Клацая когтями по полу, в комнату неспешно вошёл серо-коричневый волк, немного постоял в дверях, принюхиваясь, затем демонстративно лёг на ковёр прямо посреди спальни. Несколько секунд он смотрел на Андрея, как будто ожидал, что тот скажет, но Андрей промолчал, тогда зверюга, смачно зевнув, уложила голову на лапы и прикрыла глаза.
– Слушай, а чаю у тебя нет, – послышался из соседней комнаты голос Невесты.
– Нет, всё закончилось, – остатки чая Иван отдал обитателям Лубянки.
– Жалко… Ну тогда я пойду прогуляюсь. Посмотрю, что там, на верхних этажах делается.
Босые ноги звонко прошлёпали по полу, затем лязгнул замок входной двери, и стало тихо. Милавин снял кожаную куртку, он хотел бросить её на стул, развернулся… и вздрогнул. На стуле кто-то сидел. Схватив фонарь, он высветил Сашку. Андрей выдохнул и едва сдержался, чтобы не ругнуться. Он абсолютно не слышал, как она вошла, хотя удивляться тут нечему, теперь его дочь не ступала по полу, а беззвучно плыла над ним лёгкой дымкой.
– Можно, я тут посижу, – её голос, как и она сама – это лишь тень прежней Сашки. Он как будто многократно отражённое, уже затухающее эхо её обычного голоса.
– Конечно, родная, – вытолкнул из себя Милавин. Он понимал, что должен поговорить с ней, найти какие-то слова, утешить, ведь девочке сейчас, наверняка, в сотни раз хуже, чем ему. Но когда он заглядывал внутрь себя, чтобы найти эти важные слова утешения, то натыкался на пустоту, перед ним открывалась всё та же бездна, и тогда любые слова казались глупыми, глумливыми, никчёмными. Если бы он мог, он бы сейчас обнял дочь, крепко прижал её к себе, погладил по волосам и этим сказал бы всё, что нужно. Она бы тоже обняла его за плечи, уткнулась мордашкой в грудь и зарыдала, а он бы качал её на руках, как раньше, когда убаюкивал перед сном. И так обнявшись, они бы и уснули. А утром стало бы чуть-чуть полегче…

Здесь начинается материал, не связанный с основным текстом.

PR #680, opened 2022-03-31
Pass function metadata to malli.core/-instrument

meditans:
This change extends the third arity of malli.core/-instrument so that it
optionally accepts the metadata of the old function. That metadata is
passed downstream to the `report` function.

This new modality is called in malli.instrument so that when we render
we can know the name (and the source file location) of the offending
function.

### DIFF
--- a/src/malli/instrument.clj
+++ b/src/malli/instrument.clj
@@ -23,7 +23,7 @@
                                           (true? (:gen d)) (dissoc $ :gen)
                                           :else $))]
                          (alter-meta! v assoc ::original-fn original-fn)
-                         (alter-var-root v (constantly (m/-instrument dgen original-fn)))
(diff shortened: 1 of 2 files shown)


src/malli/instrument.clj
```diff
@@ -23,7 +23,7 @@
                                           (true? (:gen d)) (dissoc $ :gen)
                                           :else $))]
                          (alter-meta! v assoc ::original-fn original-fn)
-                         (alter-var-root v (constantly (m/-instrument dgen original-fn)))
+                         (alter-var-root v (constantly (m/-instrument dgen original-fn nil :original-fn-meta (meta v))))
```
opqdonut, line 26: we discussed this briefly with @ikitommi and we'd prefer if you passed in `:meta (meta v)` as part of `dgen`, the first argument of `-instrument`

opqdonut (changes requested):
please also add a test!

PR #681, opened 2022-04-01
Fix fn instrumentation errors for ClojureScript in a browser

dvingo:
- Print all output from the pretty printer in one string
- Add documentation for working on function instrumentation in the malli codebase
- Add documentation for using malli.dev.cljs as a user of malli


ikitommi:
💯!!

kovasap:
This is great!  Thanks so much!

Issue #684, opened 2022-04-04
cljs check should not require the user to require `malli.generator`


dvingo:
This was mentioned in slack, I'm just recording it here as a reminder:

- have the macro call a function in the instrument.cljs runtime namespace, instead of invoking malli.generator directly: https://github.com/metosin/malli/blob/005dfd2868518918b3b1b0ce83f51fbb6b1e4b37/src/malli/instrument/cljs.clj#L128
 so that it is available without the user needing to require it.

PR #685, opened 2022-04-05
cljs instrumentation: ensure malli.generator is available at runtime

dvingo:
To resolve https://github.com/metosin/malli/issues/684

This ensures the client code does not need to `(require [malli.generator])` - the library code will require it instead so the compiler makes it available.


ikitommi:
Thanks!!

PR #153, opened 2023-02-22
update peer deps to allow use of core 4.0

aruniverse:
should hopefully prevent install warnings when trying to use core@3 with appui@4


raplemie (approved):
LGTM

Андрей почувствовал, что вот-вот заплачет, крепко зажмурил глаза, рукой смазал повисшие на ресницах капли и поспешил отвернуться от дочери. Куртку, которую до сих пор держал в руках, он бросил на пол, туда же отправился разгрузочный жилет. Потом он торопливо разулся, выключил фонарь, лёг на кровать и, завернувшись в мягкое ворсистое покрывало, отвернулся к стене.
«Твою же мать! Скорее бы закончился этот проклятый день. А новый никогда не начинался…»
Но сон не шёл. Лёжа в абсолютной темноте, Милавин всё вспоминал случившееся сегодня. Не искал ошибки и виноватых, а просто не мог выбросить из головы и заставить себя уснуть. Из соседней комнаты время от времени доносилось позвякивание металла о металл. Чистка оружия была в самом разгаре.
Когда же, наконец, он начал соскальзывать в сон и уже не контролировал поток собственных мыслей и воспоминаний, снова громыхнул входная дверь квартиры. Андрей вздрогнул и проснулся, услышал лёгкие шаги босых ног, а потом притворно обиженный и жалостливый голос Морошки из соседней комнаты.
– Я замёрзла.
Враньё, – после паузы произнёс Иван. – Ты не мёрзнешь.